A multidisciplinary team of MIT researchers has built a new analog processor that can mimic synapses. The catch is that they have pushed the speed limits to make it synapse 1 million times faster than the human brain in a more energy-efficient manner. They employed a functional ‘inorganic material’ in the fabrication process to enable devices to run faster than the previous version they developed.
The newly developed inorganic material is compatible with standard fabrication techniques and can be integrated into commercial computing hardware like resistors for deep-learning applications. These programmable resistors exponentially increase the speed of training a neural network and fabricating devices even at the nanometer scale.
Senior author Jesus A. del Alamo, the Donner Professor in MIT’s Department of Electrical Engineering and Computer Science (EECS), explained that the working mechanism of the device was based on the “electrochemical insertion of the proton into an insulating oxide to modulate its electronic conductivity.”
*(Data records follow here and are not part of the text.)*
PR #645, opened 2019-12-08
Reduce metric labels

jrs65:


jrs65:
@cubranic I tagged you for a quick review so you can see if my changes make sense. There's a few metrics I want to be able to break down by frequency or dataset_id, but not both at the same time, so I created two metrics one for each. My understanding from here (https://www.robustperception.io/on-the-naming-of-things) is that while that's generally discouraged, the one exception is when you need to do it for performance reasons.

lib/stages/visWriter.hpp
```diff
@@ -89,8 +89,10 @@
  * @metric kotekan_viswriter_write_time_seconds
  *         The write time of the HDF5 writer. An exponential moving average over ~10
  *         samples.
- * @metric kotekan_viswriter_dropped_frame_total
- *         The number of frames dropped while attempting to write.
+ * @metric kotekan_viswriter_late_frame_total
+ *         The number of frames dropped while attempting to write as they are too late.
+ * @metric kotekan_viswriter_bad_dataset_frame_total
```
cubranic: I know you expect this not to happen too often, but let's keep an eye for how it behaves in the running system, just so it doesn't blow up out of control. At worst, we can block it from being indexed by Prometheus, but still have it available if you `curl` the metrics from an individual node.

cubranic:
It seems like we could use something like OpenTracing precisely for this kind of per-dataset tracing...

Such devices are the essential foundations in analog deep learning. Scientists can create a network of analog artificial “neurons” and “synapses” by repeating arrays of programmable resistors.
Senior author Ju Li, the Battelle Energy Alliance Professor of Nuclear Science and Engineering, said that the potential of action in biological cells rises and falls with a timescale of milliseconds since the voltage difference of about 0.1 volts is constrained by the stability of water. He added, “Here, we apply up to 10 volts across a special solid glass film of nanoscale thickness that conducts protons, without permanently damaging it. And the stronger the field, the faster the ionic devices.”
The future will see more such developments as analog deep learning is quicker and more energy-efficient.